Nicht nur Besitzer von Fahrzeugen der Daimler-Tochter Mercedes-Benz haben den Ruf, sich im Verkehr schon mal rücksichtslos zu verhalten: Auch BMW-Fahrern wird ein mehr als gesundes Selbstbewusstsein zugesprochen. Laut einer Studie der Universität in Helsinki (Finnland) sind diese Annahmen mehr als nur Vorurteile. Der Grund: Es sind oft Menschen eines bestimmten Persönlichkeitstyps, die sich solche Autos aussuchen.

Die Marke Mercedes-Benz steht für Wohlstand, wurde kürzlich wieder im Ranking „Best Global Brands“ als wertvollste Luxus-Automarke ausgezeichnet. Auch Promis wie Elton John, Kanye West oder Rapper Cro aus Stuttgart haben ein Faible für Mercedes-Modelle. Oftmals profilieren sich die Fahrer mit ihren Autos, dadurch ist die Marke zu einer Art Statussymbol geworden.

Mercedes-Benz: Studie zeigt, Fahrer der Automarke aus Stuttgart sind rücksichtsloser

Professor Jan-Erik Lönnqvist von der Universität Helsinki hatte auf finnischen Straßen bereits privat beobachtet, dass mit Mercedes, BMW und Co oft auch ein bestimmtes Fahrverhalten einhergeht. Ihm fiel auf: „Fahrer, die am wahrscheinlichsten rote Ampeln missachten, Fußgängern keine Vorfahrt lassen und generell riskant und zu schnell fahren, haben oft deutsche Autos.“ Der Forscher wollte deshalb in einer Studie untersuchen, ob es tatsächlich einen Zusammenhang zwischen Automarke und Verhalten gibt. Und ja: offenbar gibt es den.

Mercedes-Benz kündigte erst kürzlich an, sich wieder verstärkt als Luxusmarke etablieren zu wollen.

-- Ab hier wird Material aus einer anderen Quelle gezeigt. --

PR #4226, opened 2026-02-10
Feat/compliance calculations jan mar 25 production/929

andrea-williams:
Resolves [reporting/#929](https://github.com/bcgov/cas-reporting/issues/929)

Changes made:

- actually saves the Jan-Mar production data to the database (failed to do that in previous PR!)
- added new function `get_production_period` to ComplianceService class: determines whether "jan_mar", "apr_dec", or "annual" production amounts should be used to calculate compliance obligations
- refactored some code in ComplianceService to remove 2024-specific references, instead uses generic "prorated" limits
- added new RJSF schema for 2025 ComplianceSummary (hence the SonarCloud failure because of code duplication)
- added a bunch of unit tests

Recommended Testing Steps:

1. as user `bc-cas-dev`, create and register an operation as Opted-in
2. as cas-director, mark the operation as Opted-out, with final reporting year of 2025
3. as `bc-cas-dev`, start a new annual report for the opted-out operation for reporting year 2025. Confirm that when filling out the facility product, you are required to fill out production data for both annual data and Jan 1 - Mar 31 2025. Populate the operation's emissions data so that it exceeds the allocated emissions
5. in the Final Review section of the report, confirm that both annual and Jan 1 - Mar 31 production data fields are displayed. Also confirm that the Apr 1 - Dec 31 2024 production field is not displayed.

Screenshot from Final Review page:

Screenshot 2026-03-02 at 5 49 03 PM

6.


bc_obps/reporting/tests/service/test_compliance_service/test_compliance_service_class.py
```diff
@@ -116,6 +119,46 @@ def test_apr_dec_product_level_behavior_zero_production(self):
...
+        )
+        Report.objects.filter(pk=build_data.report_1.id).update(reporting_year=2025)
+
+        result = ComplianceService.get_calculated_compliance_data(build_data.report_version_1.id)
+
+        # For annual period, allocated_compliance_emissions should equal full allocated
+        for product in result.products:
+            # Annual production should be used, so no prorating
+            self.assertEqual(product.allocated_compliance_emissions > 0, True)
+
```
andrea-williams: if anyone has suggestions for a better assertion, please let me know! Without having a spreadsheet to use (like we have for the Apr-Dec calculations), I'm not totally sure what I should be testing against.

bc_obps/reporting/service/compliance_service_parameters.py
```diff
@@ -1,33 +1,50 @@
...
+        prorated_allocated = Decimal(0) if annual == 0 else (allocated_for_compliance / annual) * apr_dec
+    elif production_period == "jan_mar":
+        jan_mar = Decimal(production_totals.get("jan_mar") or 0)
+        production_for_limit = jan_mar
+        prorated_allocated = Decimal(0) if annual == 0 else (allocated_for_compliance / annual) * jan_mar
     else:
-        allocated_for_compliance_2024 = Decimal(0)
-        production_for_limit = annual
-        allocated_compliance_emissions_value = _round4(allocated_for_compliance)
+        raise ValueError(f"Invalid production period: {production_period}")
```
pbastia: This default case won't be needed if we use a real enum

pbastia (dismissed):
Looks good to me! We just need to fix the tests to make sure we have the expected compliance data, happy to help pair on that if you want

bciers/apps/reporting/src/data/jsonSchema/2025/complianceSummary.ts
```diff
@@ -0,0 +1,170 @@
...
+            type: "number",
+            title: "Allocated Emissions attributable to compliance",
+          },
+        },
+      },
+    },
+  },
+};
+
+export const complianceSummaryUiSchema2024 = {
```
ayeshmcg: We can change this to 2025

ayeshmcg (changes requested):

bc_obps/reporting/service/compliance_service/parameters.py
```diff
@@ -18,27 +25,42 @@ def round(value: Decimal | float) -> Decimal:
...
         """
         annual = Decimal(cast(Decimal, production_totals.get("annual_amount")))
-        apr_dec = Decimal(production_totals.get("apr_dec") or 0)
 
-        if use_apr_dec:
-            # If no annual production, prorated allocation is zero to avoid division-by-zero
-            allocated_for_compliance_2024 = Decimal(0) if annual == 0 else (allocated_for_compliance / annual) * apr_dec
+        if production_period == ProductionPeriod.ANNUAL:
+            production_for_limit = annual
+            prorated_allocated = Decimal(0)
```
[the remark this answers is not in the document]
andrea-williams: outcome from chat with Pierre: keeping this as-is, because elsewhere our code assumes that prorated_allocated equals 0 when the annual production period is being used. Instead simplified L60 by including variable assignment within case statements.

So führt Daimler beispielsweise eine Kreuzung aus Limousine und SUV ein. Diese Darstellung als Luxussymbol hat laut der Studie aus Finnland auch einen Einfluss auf das Fahrverhalten. „Fahrer, deren Persönlichkeit als unangenehm angesehen werden kann, werden von wertvollen Autos angezogen“, sagte Lönnqvist im Interview mit Eureka-Alert.

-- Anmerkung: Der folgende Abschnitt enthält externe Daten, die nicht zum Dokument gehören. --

PR #4482, opened 2026-04-14
Reporting e2e: new SFO/LFO report

Sepehr-Sobhani:
[ISSUE 1000](https://github.com/bcgov/cas-reporting/issues/1000)

### DIFF
--- a/bc_obps/registration/fixtures/mock/operation.json
+++ b/bc_obps/registration/fixtures/mock/operation.json
@@ -55,6 +55,7 @@
       "submission_date": "2023-12-16T15:27:00.000Z",
       "type": "Single Facility Operation",
       "naics_code": 21,
+      "bcghg_id": "23219990028",
       "regulated_products": [2, 6, 7, 8],
       "status": "Registered",
       "bc_obps_regulated_operation": "23-0001",
--- a/bc_obps/registration/fixtures/mock/operation.json
+++ b/bc_obps/registration/fixtures/mock/operation.json
@@ -59,7 +59,7 @@
       "regulated_products": [2, 6, 7, 8],
       "status": "Registered",
       "bc_obps_regulated_operation": "23-0001",
-      "activities": [1, 2],
+      "activities": [1],
       "registration_purpose": "OBPS Regulated Operation",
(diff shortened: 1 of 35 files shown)


bc_obps/registration/fixtures/mock/operation.json
```diff
@@ -55,6 +55,7 @@
       "submission_date": "2023-12-16T15:27:00.000Z",
       "type": "Single Facility Operation",
       "naics_code": 21,
+      "bcghg_id": "23219990028",
```
pbastia, line 58: Do we have other tests relying on this bcghgid being empty in the system?

bciers/apps/reporting-e2e/poms/current-reports.ts
```diff
@@ -108,6 +109,46 @@ export class CurrentReportsPOM {
...
+   * the new report version ID extracted from the URL.
+   */
+  async startNewReportForOperation(operationName: string): Promise<number> {
+    await waitForGridReady(this.page);
+
+    const row = this.page
+      .getByRole("row")
+      .filter({ hasText: operationName })
+      .first();
+    await expect(row).toBeVisible();
```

Dass sich die Fahrer von Autos der Marke Mercedes-Benz überlegen fühlen, will der finnische Forscher anhand seiner im „International Journal of Psychology“ erschienenen Studie ebenfalls nachgewiesen haben. Sie hätten außerdem den Drang, ihre Überlegenheit gegenüber anderen zu demonstrieren, so Lönnqvist.

Er führte eine Umfrage mit 1.892 Fahrern aus Finnland durch und kam zu dem Ergebnis, dass durchaus eine Verbindung zwischen dem Fahren von Luxusautos und einem rücksichtslosen Fahrverhalten bestehe. Laut Studie gelte dieser Zusammenhang jedoch ausschließlich für männliche Fahrer. Übrigens ein in diesem Kontext spannender Fakt: Das Modell Mercedes 600 war bei Diktatoren äußerst beliebt.

Mercedes Benz und der Wohlstand: Nicht nur Problem-Fahrer kaufen die beliebte Marke

Dass alle Fahrer eines Autos der Marken Mercedes-Benz und BMW ein rücksichtsloses und unverantwortliches Verhalten an den Tag legen, bestätigt die Studie aus Helsinki jedoch nicht. Lönnqvist berichtete, dass auch gewissenhafte Männer und Frauen - die organisiert, ehrgeizig und anständig sind, von solchen Fahrzeugen angezogen werden. Als Grund nennt Lönnqvist, dass „das Fahren eines zuverlässigen Autos die Botschaft sendet, dass die Fahrer selbst ebenfalls zuverlässig sind“.

Laut der Studie aus Finnland gibt es zwei Gruppen von Fahrern von Luxusautos. Die einen verwenden Mercedes, Porsche und Co. als Statussymbol, während die anderen die Autos fahren, um als zuverlässig und vertrauenswürdig zu gelten.

Das würde auch für Baden-Württembergs Ministerpräsident Winfried Kretschmann (Grüne) sprechen, der selbst eine S-Klasse von Mercedes-Benz fährt. Das Auto des Regierungschefs erregt immer wieder die Gemüter. Fragt sich nur, zu welchen der zwei Arten von Fahrers aus der Studie Kretschmann gehört.